→ Exercise requirements: When you find the word "reference" in a line of the entries, please copy the whole line.

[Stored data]

::::::

PR #2189, opened 2017-06-26
composite filter bugfix

bojanv55:
If we have multiple filters chained, previous filter is actually passing files that should be filtered out to the next filter in iteration. Don't know if this was actually wanted behavior?


artembilan:
Right, that behavior is intentional.
See `ChainFileListFilter`: http://docs.spring.io/spring-integration/docs/4.3.10.RELEASE/reference/html/whats-new.html#_file_filters

bojanv55:
Closing then. Thanks.

PR #2536, opened 2018-08-06
INT-4480: Use component type for ids in the flow

artembilan:
JIRA: https://jira.spring.io/browse/INT-4480

For better readability of bean names, e.g. from the metrics collectors,
generate them from the component type instead of their fully qualified
class names


garyrussell:
Needs a rebase (and travis failures).

PR #2540, opened 2018-08-15
INT-4519: Improve JMS inbound-c-a receiveTimeout

artembilan:
JIRA: https://jira.spring.io/browse/INT-4519

* Modify `DynamicJmsTemplate` to default for `-1` if we get
`CachingConnectionFactory` and it is with `cacheConsumers`, otherwise
1 second
* Polishing for some JMS XML parsers, in particular remove
`receiveTimeout` population

**Cherry-pick to 5.0.x**

### DIFF
--- a/spring-integration-jms/src/main/java/org/springframework/integration/jms/DynamicJmsTemplate.java
+++ b/spring-integration-jms/src/main/java/org/springframework/integration/jms/DynamicJmsTemplate.java
@@ -1,5 +1,5 @@
 /*
- * Copyright 2002-2017 the original author or authors.
+ * Copyright 2002-2018 the original author or authors.
  *
  * Licensed under the Apache License, Version 2.0 (the "License");
  * you may not use this file except in compliance with the License.
@@ -16,7 +16,11 @@
 
 package org.springframework.integration.jms;
 
+import javax.jms.ConnectionFactory;
+
+import org.springframework.jms.connection.CachingConnectionFactory;
 import org.springframework.jms.core.JmsTemplate;
+import org.springframework.jms.support.destination.JmsDestinationAccessor;
 import org.springframework.util.Assert;
 
 /**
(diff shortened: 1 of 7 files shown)


spring-integration-jms/src/main/java/org/springframework/integration/jms/DynamicJmsTemplate.java
```diff
@@ -27,6 +31,28 @@
...
+	@Override
+	public void setConnectionFactory(ConnectionFactory connectionFactory) {
+		super.setConnectionFactory(connectionFactory);
+		if (!this.receiveTimeoutExplicitlySet) {
+			if (connectionFactory instanceof CachingConnectionFactory &&
+					((CachingConnectionFactory) connectionFactory).isCacheConsumers()) {
+				super.setReceiveTimeout(JmsDestinationAccessor.RECEIVE_TIMEOUT_NO_WAIT);
+			}
+			else {
+				super.setReceiveTimeout(1000);
```
garyrussell: Sonar will bark about a "magic" number; should be a constant.

src/reference/asciidoc/jms.adoc
```diff
@@ -63,6 +63,8 @@ If you prefer to have the raw JMS message as the Spring Integration message's pa
 ----
 ====
 
+Starting with version 5.1, a default value of the `receive-timeout` is `-1` (no wait) for the `org.springframework.jms.connection.CachingConnectionFactory` and `cacheConsumers`, otherwise it is 1 second.
```
garyrussell: Conflicts with "cherry-pick" statement in commit comment.

garyrussell (changes requested):

garyrussell:
Suspicious travis test failure.

>org.springframework.integration.jms.dsl.JmsTests > testJmsOutboundInboundFlow FAILED
    java.lang.AssertionError at JmsTests.java:179

artembilan:
Hm... Not sure what's going on...
Can it be an effect of the `JmsTemplate.RECEIVE_TIMEOUT_NO_WAIT` and `CachingConnectionFactory` with the `cacheConsumers` by default?

garyrussell:
I think it's because the outbound flow uses the non-caching CF, so the `vm://` could terminate before the container starts.

The outbound flow should use the `cachingConnectionFactory()` anyway.

garyrussell:
So, not related to this PR, but a test bug anyway.

garyrussell (approved):

PR #2541, opened 2018-08-17
Add Java DSL `.fluxTransform(Function)` operator

artembilan:
For better interoperability with Reactor `Flux` from the
end-user perspective introduce an operator which could
call a target `Function` with integration data wrapped to the `Flux`
and expect a `Publisher<?>` result to continue the flow.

::::::

→ The answer:
See `ChainFileListFilter`: http://docs.spring.io/spring-integration/docs/4.3.10.RELEASE/reference/html/whats-new.html#_file_filters
src/reference/asciidoc/jms.adoc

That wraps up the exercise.